I do, however, agree that regulations need to be done
right, and that means a) making a sincere effort to weigh the benefits of the change against the negative consequences, and b)
being willing to quickly and decisively rescind or modify a regulation if it has unforeseen negative consequences. But the latter is something governments in USA are almost never willing to do. So bad regulation, instead of being rescinded, gets more and more crap slathered onto it, with lawmakers digging in their heels rather than simply saying "hey, this didn't work out, so let's undo it, regroup, and do something else".
What I am absolutely against are the kinds of regulations (the kind usually snuck in as "
pork") designed to tip the scales for a particular company or special interest group, or more broadly, anything designed only to be anti-competitive, without significant merit of its own.
One that I believe has finally been corrected was one that forbid employers from providing iced or chilled water to their workers. It had a huge impact on me and my fellow workers as I worked my way through school in and outdoor steel fabrication yard where we didn't really know how hot it was because the available glass bulb thermometers went to the top and popped. Something well over 120 F. It finally was recognized that the rule had propagated from a time before mechanical refrigeration, when ice came from lakes and ponds cut and stored during the winter for summer use. And when no real provisions were made to assure that the ice wasn't cut from animal latrines or contaminated by rodents in storage.
Citation needed.
By the time the US started passing food safety and workplace safety laws, ice harvesting was already dead, since mechanical refrigeration had fully replaced harvested ice with manufactured ice.
What is true is that ice water can be dangerous in extremely hot environments.
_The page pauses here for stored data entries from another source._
PR #3442, opened 2022-05-31
Bug fix - Select the correct users to notify for subscribed posts

OwenMelbz:
Sorry, I don't have time to do a full tested and reviewed PR feedback form to due our project deadlines.

However this has been requested via: https://discuss.flarum.org/d/30928-subscription-notifications-not-firing

The issue was that the notification would only get dispatched to users who's last read number was the same as the latest post.

However we need to send the notification to all users who have a read number LESS than the current post to make sure they are notified.

This PR hopes to solve that.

For that reason, some employers might have chosen to not offer it. That or they were cheapskates.
I don't have a citation, this is from my teen years. It was in osha early days and I was told that their first rule sets were just a union of all the state safety laws. And included this archaic law from one of the northern tier states got swept into the mix. As to the dangers of serving iced or chilled drinks, if it is a problem every restaurant and fast food place in the southern tier of states is killing people right and left.
<sass>Honey, I lived in the deep south until I was 12 (and in Maryland for 10 years)… I know all about those sticky, sweltering 100˚F-in-the-shade-and-90%-humidity summers!

Anyhow, I said it
can be dangerous, in that it can cause problems if drunk too quickly. My mom grew up in Miami and says she had a high school classmate who died from chugging lots of ice water after getting heatstroke playing sports outdoors in the summer. They were taught to be careful. Of course, deaths are very, very rare. But chugging ice water can also lead to
light-headedness and
stomach cramps, and it actually
rehydrates the body more slowly than more temperate water.